The authors also report that the mixed-descent Mexicans in the study, although economically and socially distinct from native populations, are genetically quite similar to them. Mestizo people from particular regions of Mexico showed more genetic similarities to nearby indigenous groups than to distant ones.

“We see that there is very little difference between a cosmopolitan person from the city of Oaxaca and a Zapotec from the highlands of Oaxaca, and I hope this breaks down those barriers,” Moreno-Estrada says. “This separation in social terms that we have been accepting for years doesn’t have a biological basis.”

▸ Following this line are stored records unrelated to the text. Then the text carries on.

PR #697, opened 2021-07-30
add custom params to deploy demo

jmhauck:
Allows us to pass custom params like wkid or the upcoming feature service id.

### DIFF
--- a/demos/src/deploy-solution-main.ts
+++ b/demos/src/deploy-solution-main.ts
@@ -120,9 +120,9 @@ export function deploySolution(
     consoleProgress: true,
     storageAuthentication: srcAuthentication,
     enableItemReuse,
-    templateDictionary: {
+    templateDictionary: isJsonStr(customParams) ? {
       params: JSON.parse(customParams)
-    }
+    } : {}
   };
   const itemUrlPrefix = destAuthentication.portal.replace("/sharing/rest", "");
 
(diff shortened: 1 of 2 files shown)


demos/src/deploy-solution-main.ts
```diff
@@ -131,15 +138,19 @@ export function deployAndDisplaySolution(
...
   // Deploy a solution described by the supplied id
   const options: common.IDeploySolutionOptions = {
     jobId: templateSolutionId,
     progressCallback: progressCallback,
     consoleProgress: true,
     storageAuthentication: srcAuthentication,
-    enableItemReuse
+    enableItemReuse,
+    templateDictionary: {
+      params: JSON.parse(customParams)
```
MikeTschudi, line 152: If a solution template is supplied and the Custom Params input box is left alone, "Deploying..." appears on the screen, the app hangs, and the debugger shows "Uncaught SyntaxError: Unexpected end of JSON input".

demos/src/deploy-solution-main.ts
```diff
@@ -107,15 +110,19 @@ export function deploySolution(
...
   // Deploy a solution described by the supplied id
   const options: common.IDeploySolutionOptions = {
     jobId,
     progressCallback: progressCallback,
     consoleProgress: true,
     storageAuthentication: srcAuthentication,
-    enableItemReuse
+    enableItemReuse,
+    templateDictionary: {
+      params: JSON.parse(customParams)
```
MikeTschudi, line 124: If a folder of solution templates is supplied and the Custom Params input box is left alone, "Deploying..." appears on the screen and then is replaced by "{}".

MikeTschudi (changes requested):
The Custom Params box seems as if it should be optional if one doesn't have custom parameters, but this doesn't work: "{}" has to be supplied as a minimum. Is this a requirement? Can we change the web page to something like
```js
const customParams = document.getElementById("customParams").value || "{}";
```
so that the custom parameters have a default value?

jmhauck:
Thanks @MikeTschudi

MikeTschudi (approved):

Issue #674, opened 2021-06-23
Add support for Velocity Real time and Big Data Analytic item types


chris-fox:
Velocity has there own api for reading, creating and deleting analytics. You can see their api documentation here for our localdeployment org:

https://us-iot.arcgis.com/usadvanced00/pipftfmrv9d1divn/iot/api/swagger.html#/BigData_Analytics

This portion of the url will change depending on the organization:

https://us-iot.arcgis.com/usadvanced00/pipftfmrv9d1divn/

You can get this information from the org by requesting the subscriptionInfo on the portal, and it will return something like below if Velocity is enabled where you can get the velocityUrl

https://www.arcgis.com/sharing/rest/portals/self/subscriptionInfo
"orgCapabilities": [{
	"id": "velocity",
	"test": false,
	"level": "Advanced",
	"region": "US",
	"status": "active",
	"endDate": 1632700800000,
	"itemUnits": 0,
	"computeUnits": 0,
	"velocityUrl": "https://us-iot.arcgis.com/usadvanced00/pipftfmrv9d1divn",
	"storageUnits": 0
}
]

We can then use their api to request the json for the real-time and big-data analytics and store that with the template's data. During deployment we can use the api to create a new real-time or big-data analytic using the json defined in the template.

Analytics can point to hosted feature layers in the portal and they are referenced by their item id's. For example here is an example analytic, it has a sources property. I don't feel strongly that we need to add logic to automatically discover these dependencies, if we could use the logic we use for ExB for example where we automatically find item id references that are shared with the same group during creation and replace the item id references with a variable I believe that would work.

	"sources": [{
			"id": "7afde56d-646e-75cc-a53e-4613cc34d359",
			"name": "feature-layer",
			"label": "Snow Routes",
			"schemaTransformation": {..},
			"properties": {
				"feature-layer.portalItemId": "0d6893904c4d4191b5c2312e60e8def7",
				"feature-layer.outSR": "4326",
				"ui": {
					"top": 10,
					"left": 10,
					"width": 240,
					"height": 70
				}
			}
		}

Below are 2 item ids that can be used to test with:

Real Time Analytic: a728f0cf8bdc4fb19749cc1cbad1651b
Big Data Analytic: beeebfe193554397b088e570a47c735a

jmhauck:
@chris-fox what about feeds?

chris-fox:
@jmhauck, let's add support for feeds as well. Thanks.

jmhauck:
[...]

PR #708, opened 2021-08-23
velocity updates

jmhauck:


packages/common/src/velocityHelpers.ts
```diff
@@ -0,0 +1,130 @@
...
+        const orgCapabilities = getProp(subscriptionInfo, "orgCapabilities");
+        /* istanbul ignore else */
+        if (Array.isArray(orgCapabilities)) {
+          orgCapabilities.some(c => {
+            velocityUrl = c.velocityUrl;
+            return velocityUrl;
+          });
+        }
+        // add the base url to the templateDictionary for reuse
+        templateDictionary.velocityUrl = velocityUrl;
```
MikeTschudi, line 58: Do you intend to set `templateDictionary.velocityUrl` to "" in the case where "orgCapabilities" is not returned?

MikeTschudi (approved):

packages/common/src/velocityHelpers.ts
jmhauck: @MikeTschudi good catch...the "" will be ok but I do need to make some changes to properly avoid redundant and bad requests when the org doesn't support velocity.

jmhauck: @MikeTschudi we will prevent users from deploying solutions that have velocity items via an upcoming change to the app but I didn't handle it correctly for users of solution.js outside the app

jmhauck:
#674

Issue #706, opened 2021-08-18
Relates on on some views fail to create due to chunking. 


shoe913:
Some views do not get the correct relationships created because layers required for the view aren't yet created (they are in a subsequent chunk).

1) Deploy Electric Distribution Data Management for AGOL
2) Look at the ElectricDistributionSystem Layer at REST (https://services2.arcgis.com/bg1h7Ix67olZW9Ja/ArcGIS/rest/services/ElectricDistributionSystem_ff294417b03f49a1bf169c6b22ed11c3/FeatureServer)
3) Go to the Poles and Medium Voltage Transformer layers at REST, note that both have Relationships listed
4) Look at the ElectricDistributionSystem_Editing layer at REST (https://services2.arcgis.com/bg1h7Ix67olZW9Ja/arcgis/rest/services/ElectricDistributionSystem_editing_ff294417b03f49a1bf169c6b22ed11c3)
5) Go to the Poles and Medium Voltage Transformer layers at REST, note that Poles still has it relationship listed, but Medium Voltage is missing a relationship.

shoe913:
@chris-fox according to @jmhauck, we may be able to get around this by leveraging the timeout fixes and avoid chunking completely.  

Is there a specific reason we would still need to maintain chunking for layer creation out side potential timeouts?

shoe913:
Verified

chris-fox:
@shoe913, @jmhauck, i was testing deploying services in Enterprise and this additional addToDef to add the relationships was failing on views, causing the deployment to failure. You can repro this using the Sewer Data Management solution in the enterprise certify demo app. I could reproduce this at 10.9 and 10.9.1.

I am curious if this is necessary to do for Enterprise.

shoe913:
@chris-fox , I think we may need to. 

@jmhauck, this is the same issue we were experiencing with the Electric Distribution yesterday on Enterprise.

jmhauck:
@chris-fox could we get some info on how to add relationships to a view after it has been created. 

The situation falls back to the same thing that started this issue. No problem that I see with the source service. It gets all the expected relationships. Typically all of the relationships will be added automatically to the layers in the view based on the relationships that exist in the source service. However, when we submit the addToDef calls in smaller chunks of the layers its possible that not all layers that participate in a given relationship are in the same addToDef call. When this happens the relationship from the source does not get created automatically. 

In online we can simply make an addToDef call after all layers have been added and add the relationships. 

[...]

PR #717, opened 2021-09-15
add relationships for views after layers when layer chunking is used

jmhauck:
#706


MikeTschudi (approved):
Feature services have *so* many weird challenges!

PR #720, opened 2021-09-22
Updated hub.js due to breaking change

MikeTschudi:
Version 8.21.0 introduced a breaking change by redefining its `IHubRequestOptions` interface. This PR fixes our build by replacing that interface with the new `IHubUserRequestOptions` interface.


dbouwman:
@MikeTschudi gah - we thought we made that change in a way that it would not be breaking (hence the 8.21 vs 9.0) but clearly... we were wrong. Sorry for causing this unexpected work.

dbouwman (approved):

The underlying contributions of indigenous genes to the overall Mexican gene pool also have medical implications. The researchers found that the degree of western or eastern native ancestry present in a Mexican-American’s genome could change one measurement of his or her baseline lung function by as much as 7.3% — giving a difference equivalent to ageing by 10 or 11 years. That could affect the way that doctors diagnose lung disease, the researchers contend.

According to Stanford geneticist Carlos Bustamante, a senior author of the paper, the overall findings underscore the importance of studying Native American populations in detail. “This speaks to the richness of these populations, and our ability to celebrate both the genetic and anthropologic data that speak to the uniqueness of these groups,” he says.